Implementation of 3V photoelectric smoke sensor based on RE46C190

Photoelectric smoke detectors are one of the main detectors currently used in fire protection. There are two main ways to implement traditional photoelectric smoke detectors: based on a single-chip solution or using a dedicated ASIC solution. Dedicated ASIC chips are widely used due to their high integration and the small number of peripheral devices required. Currently, general-purpose ASIC chips on the market are generally powered by 9V, and the battery cost is relatively high. At the same time, most chips use peripheral discrete components to set related parameters, and the production and debugging costs are also relatively expensive. Microchip's industry-first 3V programmable photoelectric smoke sensor chip RE46C190 for photoelectric smoke sensors integrates smoke detection and boost drive functions on a single chip, and has programmable calibration and multiple working modes, which greatly simplifies the research and development and manufacturing of photoelectric smoke sensors. At the same time, the chip has low power consumption and can work stably for up to 10 years using a single lithium battery.

The photoelectric smoke sensor is an "active" detector. Its working principle is shown in Figure 1. When there is no smoke, the photoelectric receiving diode cannot directly receive the light signal emitted by the infrared light-emitting diode. When a fire occurs, the smoke diffuses into the maze of the detector and scatters the light emitted by the infrared light-emitting diode, so that the photoelectric receiving diode can receive the scattered light signal. The size of the light signal indicates the smoke concentration and the degree of fire burning.
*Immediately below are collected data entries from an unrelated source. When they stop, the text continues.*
PR #131, opened 2022-03-15
Add testing infrastructure & single-node test

phaer:
Hello!

So this uses [terratest](https://terratest.gruntwork.io/) to setup a test suite for hetzner-kube based on golang. It can be run locally with "cd test && go test -v" if golang is installed, an SSH key exists in `~/.ssh/kube-hetzner{,.pub}` and `TF_VAR_hcloud_token` is set.

The test suite itself currently provisions a single-node setup to hetzner cloud and checks whether HTTP works. Additional test cases for multi-node clusters - and ideally updates from the last release - as well as a check if kubectl works and whether all pods are running/complete should be added in later PRs.

It also configures a github workflow which will run the test suite for tagged commits (but won't block the release for now). One reason is that this whole thing needs feedback & testing.

The other one is that the github workflow does **not pass yet** in [my personal fork](https://github.com/phaer/kube-hetzner/runs/5555207898) because it failed to connect to the target server via SSH twice.
<del>Interestingly enough it fails with another error if I run the github workflow in [act](https://github.com/nektos/act):
locally. `invalid character 'c' looking for beginning of value ` when parsing `terraform output` or something, might be a golang compatibility issue, I'll investigate. But as `go test` works, I thought I'll share it right away.</del>
EDIT: Works with act now, see new commits

To run the workflow locally with act
```
act --job "build" \
  --secret HCLOUD_TOKEN="..." \
  --secret SSH_PRIVATE_KEY="$(cat ~/.ssh/kube-hetzner)" \
  --secret SSH_PUBLIC_KEY="$(cat ~/.ssh/kube-hetzner.pub)"
```

# secrets

The workflow requires 3 credentials set in github secrets:
* `HCLOUD_TOKEN`
* `SSH_PRIVATE_KEY`
* `SSH_PUBLIC_KEY`
Those should of course be generated for this specific use-case if you want to test your personal forks. For `kube-hetzner` itself, we need to discuss how to finance testing hosts. I think only @mysticaltech has the permission to add a secret here, so maybe a project in your account could be used?

golang dependencies should now also be updated by dependabot.

Hope I didn't forget anything, looking forward to your feedback! :tada:


phaer:
With the new commits it's now running fine in an `act` environment as documented above:
```
act --job "build" \
  --secret HCLOUD_TOKEN="..." \
  --secret SSH_PRIVATE_KEY="$(cat ~/.ssh/kube-hetzner)" \
  --secret SSH_PUBLIC_KEY="$(cat ~/.ssh/kube-hetzner.pub)"
```
creates a new single-node cluster with configuration details currently hardcoded in the test file, waits for HTTP to work and destroys the cluster again. Additional checks and github ci are still to be done

mysticaltech:
I'm looking forward to this @phaer, as it's time-consuming for me to test all the different combinations for each PR.

mysticaltech:
@phaer Please to re-target to the `staging` branch! 🙏

PR #135, opened 2022-03-21
Improve stability of traefik load balancer IP

mnencia:
By default, if the helm chart installation or upgrade fails for any
reason, the whole helm chart is deleted and recreated from scratch,
with a new load balancer bound to a new IP.

By setting the traefik helm chart failure policy to `stop`, we prevent
the load balancer service from being recreated in case of chart
upgrade failure, at the cost of requiring manual user intervention to
restore automatic upgrades.

### DIFF
--- a/templates/traefik_config.yaml.tpl
+++ b/templates/traefik_config.yaml.tpl
@@ -4,7 +4,7 @@ metadata:
   name: traefik
   namespace: kube-system
 spec:
-  failurePolicy: stop
+  failurePolicy: abort
   valuesContent: |-
     service:
       enabled: true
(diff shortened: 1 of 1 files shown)


templates/traefik_config.yaml.tpl
```diff
@@ -4,6 +4,7 @@ metadata:
   name: traefik
   namespace: kube-system
 spec:
+  failurePolicy: stop
```
mysticaltech, line 7: @mnencia Why not set it to `ignore` instead, it seems safer, no?

mnencia: I think that abort is the right word https://github.com/k3s-io/helm-controller/blob/341b2eaa41e5cb9247c119bfa34a7ad131c7ac51/pkg/helm/controller.go#L67

PR #145, opened 2022-04-04
feat(agents): add location, label and taint options to agent-nodepool

HenkVanMaanen:


terraform.tfvars.example
```diff
@@ -92,6 +111,14 @@ load_balancer_type        = "lb11"
 #       "0.0.0.0/0"
 #     ]
 #   },
+#   {
```
phaer, line 114: What's the idea here? I think an example allowing outgoing connections to an external postgres cluster might actually be more useful than the existing one, but having both seems to be a bit redundant, no?

terraform.tfvars.example
```diff
@@ -14,7 +14,6 @@ private_key  = "/home/username/.ssh/id_ed25519"
 
 # These can be customized, or left with the default values
 # For Hetzner locations see https://docs.hetzner.com/general/others/data-centers-and-connection/
-# For Hetzner server types see https://www.hetzner.com/cloud
 location         = "fsn1"       # change to `ash` for us-east Ashburn, Virginia location
```
phaer, line 17: If I read this PR correctly, we should remove `location` here and in `variables.tf` as well, as it won't be used after this is merged? Alternatively we could use the global one as a default for node pools

phaer (approved):
Thanks @HenkVanMaanen, LGTM, useful feature!

terraform.tfvars.example
HenkVanMaanen: It's still used for the control plane and load balancer. I'm going to make another PR after this one so that the control plane can be configured the same way as the agents, with a pool, to be able to select multiple locations for the control plane nodes.

terraform.tfvars.example
HenkVanMaanen: The idea was to show the 'destination_ips' because otherwise you would have to dig into the module to find that option. Do you know a more useful example for outgoing connections?

mysticaltech:
Good PR, @HenkVanMaanen. Good to merge on my end!

terraform.tfvars.example
phaer: No - i'd just remove the example for incoming connections, as I believe people using `kube-hetzner` will have no trouble finding the docs on registry.terraform.io :)

But it's not really important. Good to merge from my point of few. Not entirely sure regarding the permissions in this repo: Are you able to merge yourself with the approvals?

HenkVanMaanen: Changed it to a SMTP port so the example is more clear.

HenkVanMaanen: I don't have permissions for 'Running workflow' and merging.

HenkVanMaanen:
Thanks for merging @phaer !

mysticaltech:
Thanks for this contribution, @HenkVanMaanen! It would be an honor to have you join our project Kube-Hetzner. I've just invited you here. 

And we also have a private chat room using Matrix (If you do not use it already, a good client for it is https://element.io/). Here's the invite link https://matrix.to/#/!flYKuAstLvMyDEZLPs:matrix.org?via=matrix.org :-)

HenkVanMaanen:
> Thanks for this contribution, @HenkVanMaanen! It would be an honor to have you join our project Kube-Hetzner. I've just invited you here.
> 
> And we also have a private chat room using Matrix (If you do not use it already, a good client for it is https://element.io/). Here's the invite link https://matrix.to/#/!flYKuAstLvMyDEZLPs:matrix.org?via=matrix.org :-)


I can't join via the provided url:
image

mysticaltech:
@HenkVanMaanen, please give me your matrix username, so I'll invite you directly.

mysticaltech:
Or try this one please https://matrix.to/#/!RowCRsakuwIKnDNrMe:matrix.org?via=matrix.org

HenkVanMaanen:
Does not work either. My username: @henkvanmaanen:matrix.org

phaer:
image
Haven't seen this one before :eyes: Quite interesting because I could send you a DM, but can't invite you

mysticaltech:
I get the same error. What client are you using @HenkVanMaanen? If it's a new account, did you very your email... etc.?
ksnip_20220405-125139

mysticaltech:
Do you get to this screen at least? 
ksnip_20220405-125439

mysticaltech:
Let's give it some time and retry a few hours from now. I believe some of the matrix servers may be overloaded or something.

mysticaltech:
@HenkVanMaanen I made the room private temporarily, can you try now https://matrix.to/#/!kube-hetzner:matrix.org

HenkVanMaanen:
Very weird, it says 'No known servers', I can join the public 'Matrix' room but can't join the kube-hetzner one, can't find it either in the public room search bar. Lets try again in a few hours indeed.

mysticaltech:
@HenkVanMaanen Am not yet able to send you an invite, but please try that link once more https://matrix.to/#/#kube-hetzner:matrix.org

PR #147, opened 2022-04-06
WIP: control plane pool

HenkVanMaanen:
Can somebody help me? I can't figure out how to fix this problem: control_plane.tf:19

image

### DIFF
--- a/control_planes.tf
+++ b/control_planes.tf
@@ -1,7 +1,8 @@
 module "control_planes" {
   source = "./modules/host"
 
-  count                  = var.control_plane_count
+  for_each = local.control_plane_nodepools
+
   name                   = "${var.use_cluster_name_in_node_name ? "${var.cluster_name}-" : ""}control-plane"
   ssh_keys               = [hcloud_ssh_key.k3s.id]
   public_key             = var.public_key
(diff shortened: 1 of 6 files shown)


control_planes.tf
```diff
@@ -28,33 +29,33 @@ module "control_planes" {
...
+    host           = module.control_planes[each.key].ipv4_address
   }
 
   # Generating k3s server config file
   provisioner "file" {
     content = yamlencode({
-      node-name                = module.control_planes[count.index].name
-      server                   = "https://${element(module.control_planes.*.private_ipv4_address, count.index > 0 ? 0 : 1)}:6443"
+      node-name                = module.control_planes[each.key].name
+      server                   = "https://${local.first_control_plane.private_ipv4_address}:6443"
```
mysticaltech, line 49: This line seems necessary to retain more or less the same logic as before. @mnencia That's your implementation I believe. How do you think we could solve this?

init.tf
```diff
@@ -97,7 +97,7 @@ resource "null_resource" "kustomization" {
         name                       = "${var.cluster_name}-traefik"
         load_balancer_disable_ipv6 = var.load_balancer_disable_ipv6
         load_balancer_type         = var.load_balancer_type
-        location                   = var.location
+        location                   = var.load_balancer_location
```
mysticaltech, line 100: Great

mysticaltech:
@HenkVanMaanen This is the line that does the automatic subnet generation, and in there, we can take into account the control_plane nodepools too. 

https://github.com/kube-hetzner/terraform-hcloud-kube-hetzner/blob/4e3f34585e89813d2c268b9fb68f03c7ae9e5a5d/locals.tf#L191

The first subnet is reserved for anything; the second was for the control plane nodes, but now, I suggest we keep that only for the first control plane node, and before the agent nodepools subnets, we generate ones for the control planes nodepools.

The `hcloud network describe k3s` command is very useful for debugging subnets.
ksnip_20220407-134304

mysticaltech:
Supplanted by https://github.com/kube-hetzner/terraform-hcloud-kube-hetzner/pull/149.

PR #149, opened 2022-04-09
Control plane pool

mysticaltech:
@HenkVanMaanen, I have recreated the PR with a branch in the team account so that we can all push to it. You can push here directly now.


mysticaltech:
About the progress - for the time being, only works with one control plane nodepool. Am investigating why it still produces the ip_not_available error for more than one control plane nodepools.

mysticaltech:
The IP problem normally is solved, however, there is still an issue with the kustomization with non-first-control-plane nodes.

mysticaltech:
For the IPs, here's how the subnets work:
IMG_20220409_092154965

mysticaltech:
When I SSH into the first control plane (see README, if you haven't done it already), use `systemctl status k3s`, it says that k3s is `activating`:
ksnip_20220409-101429

mysticaltech:
And when I inspect the k3s logs with `journalctl -u k3s`, I see that one of the locations is in state FullDisruption:

ksnip_20220409-101231

mysticaltech:
The config used is:

```
control_plane_nodepools = [
  {
    server_type = "cpx11",
    location    = "fsn1",
    labels      = [],
    taints      = [],
    count       = 2
  },
  {
    server_type = "cpx11",
    location    = "nbg1",
    labels      = [],
    taints      = [],
    count       = 1
  }
]
```

control_planes.tf
```diff
@@ -28,33 +29,33 @@ module "control_planes" {
...
+    host           = module.control_planes[each.key].ipv4_address
   }
 
   # Generating k3s server config file
   provisioner "file" {
     content = yamlencode({
-      node-name                = module.control_planes[count.index].name
-      server                   = "https://${element(module.control_planes.*.private_ipv4_address, count.index > 0 ? 0 : 1)}:6443"
+      node-name                = module.control_planes[each.key].name
+      server                   = "https://${module.control_planes[each.key].private_ipv4_address == "10.1.0.101" ? "10.1.0.102" : "10.1.0.101"}:6443"
```
mysticaltech, line 49: @mnencia Can you confirm this logic is correct, please? As you wrote the initial working code.

mysticaltech:
When I use the same location, k3s on the first control plane run correctly. However, there is still an issue with our control planes. Will investigate further later on. Maybe you can unlock this @HenkVanMaanen :)

control_planes.tf
mnencia: It looks correct. I'll test it this afternoon.

mysticaltech: Awesome! It does not yet work on my end, and I do not know where the ball gets dropped.

HenkVanMaanen:
I think I found the problem, going to test it and then push to this branch. It's a bug introduced by me in the previous branch

PR #152, opened 2022-04-13
Network subnet dissociation

mysticaltech:
This creates two groups of subnets, one for the agent and one for the nodepools; that way, the nodepools are a lot easier to scale.

Combined max 255 nodepools, with each 64k nodes. Should be enough to make everyone happy! :) 

Pardon my ugly drawing, but should make it simpler to understand:

IMG_20220413_132450932

### DIFF
--- a/README.md
+++ b/README.md
@@ -97,17 +97,13 @@ _Once you start with Terraform, it's best not to change the state manually in He
 
 ### Scaling Nodes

Figure 1. Principle of photoelectric smoke detector

The smoke sensor main control chip identifies the output signal of the photoelectric receiving diode and amplifies it, and ensures that the alarm signal is triggered when the signal reaches a certain intensity, that is, when the smoke reaches a certain concentration. Figure 2 shows the internal functional block diagram of RE46C190. Among them, the driving current of the infrared photodiode, the amplification factor and integration time constant of the photoelectric tube amplifier, the smoke alarm threshold value, and the battery low voltage alarm threshold value can all be programmed, which provides great convenience for different designs. At the same time, the chip also provides personalized function settings such as alarm sound options, mute options, ten-year expiration alarm options, and baseline drift correction options, so that the same design can be applied to different product series. Since RE46C190 is powered by 3V, the device also integrates a boost controller to provide the voltage required for the buzzer alarm drive.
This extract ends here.